*** Material for the task ***
PR #48, opened 2026-06-14
Invalidate the answer cache on chart writes so it is safe to enable

dkayiwa:
## What

Makes the chart-search **answer cache** (`ChartSearchServiceRouter`) invalidate on chart writes, so it is safe to turn on without serving stale answers after a patient's chart changes.

The cache was TTL-only: with `chartsearchai.cacheTtlMinutes > 0`, a repeated identical question could serve a stale answer for up to the TTL after the chart changed. That made it unsafe to leave on, so it shipped off by default.

## How

Hook cache eviction into the **existing AOP write-detection advice**, which already resolves the affected patient on every clinical write. On any write to `obs`, `encounter`, `order`, `condition`, `diagnosis`, `allergy`, `program`, `medication dispense`, `savePatient` (demographics), or a patient `merge`, the patient's cached answers are evicted via `ChartSearchServiceRouter.invalidatePatient`.

Key design point: **invalidation is ungated by querystore/preFilter** (embedding indexing stays gated). The answer cache sits in front of *every* retrieval backend, so a stale entry would otherwise survive an edit under the default querystore-on / preFilter-off configuration. The all-off hot path is preserved — no patient extraction when neither indexing nor cache is active.

- `ChartSearchService`: default no-op `isCacheEnabled()` / `invalidatePatient()` (alongside the existing `default warmup`).
- `ChartSearchServiceRouter`: implements both; `invalidatePatient` evicts every entry under the `patientUuid + "::"` key prefix (synchronized, like the other cache ops).
- `IndexingHelper`: `isAnswerCacheEnabled()` / `invalidateAnswerCache()`, resolving the router via the `ChartSearchService` interface (no `api -> impl` coupling).
- The three AOP advice classes restructured; `savePatient` added because demographics (age, sex) are part of the serialized chart the LLM cites.

**`cacheTtlMinutes` default stays `0` (off).** This only makes turning it on safe. Invalidation covers service-layer writes; direct-DAO / SQL-load / outbox-bypass writes still rely on a finite TTL as a backstop.

## Testing

- Unit: `ChartSearchServiceRouterTest` (patient-scoped eviction via the real `search()` path; null/unknown no-ops) and `PatientDataIndexingAdviceTest` (`savePatient` extraction). Targeted suite green.
- End-to-end on a standalone (REST, SSE streaming, and the browser SPA): caching a question, editing the chart, and re-asking returns a recomputed answer reflecting the edit instead of the stale cached one; `savePatient` demographics edits invalidate as well.


dkayiwa:
Note: this PR does **not** change the shipped default — `chartsearchai.cacheTtlMinutes` stays `0` (caching off). It only makes the cache *safe* to enable by invalidating on chart writes. Operators opt in by setting it > 0; flipping the default to a finite value can be a separate decision.

Issue #51, opened 2026-06-16
Migrate to querystore as the shared read store — remove chartsearchai's duplicated indexing/storage/sync layer


dkayiwa:
## Goal

Migrate chartsearchai onto **[querystore](https://github.com/openmrs/openmrs-module-querystore)** as the shared CQRS read store, and **remove chartsearchai's own indexing / storage / sync layer** — the machinery that now duplicates querystore. chartsearchai built this layer before querystore existed; maintaining a second copy doubles the code, the operational surface, and the bug surface (it has already drifted — see "Why now" below).

## What to remove (now provided by querystore)

The read-store/indexing/sync layer:

- **Indexers** — `ElasticsearchIndexer`, `LuceneIndexer`, `EmbeddingIndexer`
- **Indexing AOP** — `PatientDataIndexingAdvice`, `EncounterIndexingAdvice`, `ObsIndexingAdvice` (per-service save/void/merge hooks)
- **Backfill** — `EmbeddingIndexTask`
- **Document serialization** — the `serializer/` package (`PatientRecordLoader`, `*TextSerializer`, `PatientChartSerializer`)
- **Search execution** — `HybridRetriever` / the BM25+kNN RRF wiring (querystore's backend does hybrid search)
- **Embedding pipeline** and the **ES/index connection + config**
- **Chart cache** — `ChartCache` / `ChartCacheInvalidator` (querystore keeps documents fresh via core's #6084 events; the cold-touch + reindex paths replace lazy-index-on-access)

(Authoritative component-by-component mapping lives in querystore's [`docs/chartsearchai-port-map.md`](https://github.com/openmrs/openmrs-module-querystore/blob/main/docs/chartsearchai-port-map.md) and the gap analysis in [`docs/migration-chartsearchai.md`](https://github.com/openmrs/openmrs-module-querystore/blob/main/docs/migration-chartsearchai.md).)

## What to keep (chartsearchai's actual reason to exist)

The consumer / AI layer, re-pointed at querystore for retrieval:

- The LLM Q&A orchestration (question → retrieve patient records **from querystore** → build prompt → answer)
- The `"AI Query Patient Data"` privilege and access gating
- The frontend (`openmrs-esm-chartsearchai`)

## Why now / benefits

- **Single source of truth.** Indexing, embedding, hybrid search, and write-sync live once, in querystore.
[...]

PR #63, opened 2026-06-17
Land the querystore retrieval-parity eval as a standing regression gate (#51)

dkayiwa:
Brings the Phase-0 querystore retrieval eval onto `main` as an **opt-in retrieval regression gate**. It had been stranded on the local `phase0-evals` branch (never pushed), written against pre-migration `main`; this adapts it to the querystore-only codebase. CLAUDE.md and the migration doc already point at it as the retrieval gate — this makes that real.

## Landed

- **`QueryStoreRetrievalParityEvalTest`** — runs querystore's *real* retrieval (`QueryStoreServiceImpl.searchByPatient` over the embeddable Lucene backend + the all-MiniLM-L6-v2 ONNX model) across the shared test datasets and scores it against the frozen 485-case baseline (`eval/enriched-retrieval-eval.json`, already on `main`). **Opt-in**: skips unless the model+vocab are present (`-Dchartsearchai.embedding.model.dir=...`), so normal CI builds don't need the model. Adapted: repointed the `SerializedRecord` import (Phase 5 made it top-level) and reframed the javadoc — the migration is done, so this is now a standing regression gate (querystore must keep reproducing the baseline), not the pre-deletion decision input.
- **`RelevanceCutoff`** — the eval's adaptive-cutoff helper. Landed as **test source** (its only user is the eval): shipping an unwired retrieval-scoring class in production would contradict the migration's "retrieval is querystore's; don't reintroduce it" rule.
- **`TestDatasetHelper`** — re-added the `MODEL_DIR`/`MODEL_PATH`/`VOCAB_PATH` model-locator constants (removed in Phase 4) the eval needs to stand up querystore's embedder.

## Not landed (deliberately)

**`QueryStoreContentParityEvalTest`** — it compared querystore's document content against chartsearchai's `PatientRecordLoader.loadAll`, which **Phase 5 deleted**. querystore is now the sole content producer, so the content-parity comparison has no target; the eval's one-time pre-deletion purpose is fulfilled and it cannot be ported without resurrecting the loader.

## Verification

- `mvn -pl api test` → **471 run, 0 failures, 0 errors, 38 skipped** (the eval's 4 cases skip without the L6-v2 model; couldn't run them locally — only L12-v2 / a cross-encoder are present, and a different model would mismatch the baseline).
- The omod does **not** ship `RelevanceCutoff` (test-scoped).

Net: 3 files (2 added test files + a TestDatasetHelper addition). The baseline JSON was already on `main`.

### DIFF
--- a/api/src/test/java/org/openmrs/module/chartsearchai/api/impl/QueryStoreRetrievalParityEvalTest.java
+++ b/api/src/test/java/org/openmrs/module/chartsearchai/api/impl/QueryStoreRetrievalParityEvalTest.java
@@ -1,0 +1,805 @@
+/**
+ * This Source Code Form is subject to the terms of the Mozilla Public License,
+ * v. 2.0. If a copy of the MPL was not distributed with this file, You can
+ * obtain one at http://mozilla.org/MPL/2.0/. OpenMRS is also distributed under
+ * the terms of the Healthcare Disclaimer located at http://openmrs.org/license.
+ *
+ * Copyright (C) OpenMRS Inc. OpenMRS is a registered trademark and the OpenMRS
+ * graphic logo is a trademark of OpenMRS Inc.
+ */
+package org.openmrs.module.chartsearchai.api.impl;
+
+import static org.junit.jupiter.api.Assertions.assertEquals;
+import static org.junit.jupiter.api.Assertions.assertTrue;
+
+import java.io.File;
+import java.io.IOException;
+import java.io.InputStreamReader;
+import java.nio.charset.StandardCharsets;
+import java.nio.file.Files;
+import java.nio.file.Path;
+import java.time.LocalDate;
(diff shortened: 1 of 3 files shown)


dkayiwa:
Closing without merging. This eval was a migration-verification artifact: it pins all-MiniLM-L6-v2 to reproduce the frozen old-pipeline baseline, but production querystore uses e5-base-v2 — so it measures querystore's retrieval *machinery* against the historical model, not production (e5) retrieval quality. Its migration purpose (proving querystore reproduces the old pipeline before deletion) is fulfilled by #57–#60. A standing retrieval-quality gate for the querystore/e5 path belongs in openmrs-module-querystore (it owns retrieval + the e5 model + can build an e5 baseline), not here. Dropping the branch.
***
(Problem to work on): The answer must be every line from the records above that contains the word "RelevanceCutoff", copied in full.

(Expected answer):
- **`RelevanceCutoff`** — the eval's adaptive-cutoff helper. Landed as **test source** (its only user is the eval): shipping an unwired retrieval-scoring class in production would contradict the migration's "retrieval is querystore's; don't reintroduce it" rule.
- The omod does **not** ship `RelevanceCutoff` (test-scoped).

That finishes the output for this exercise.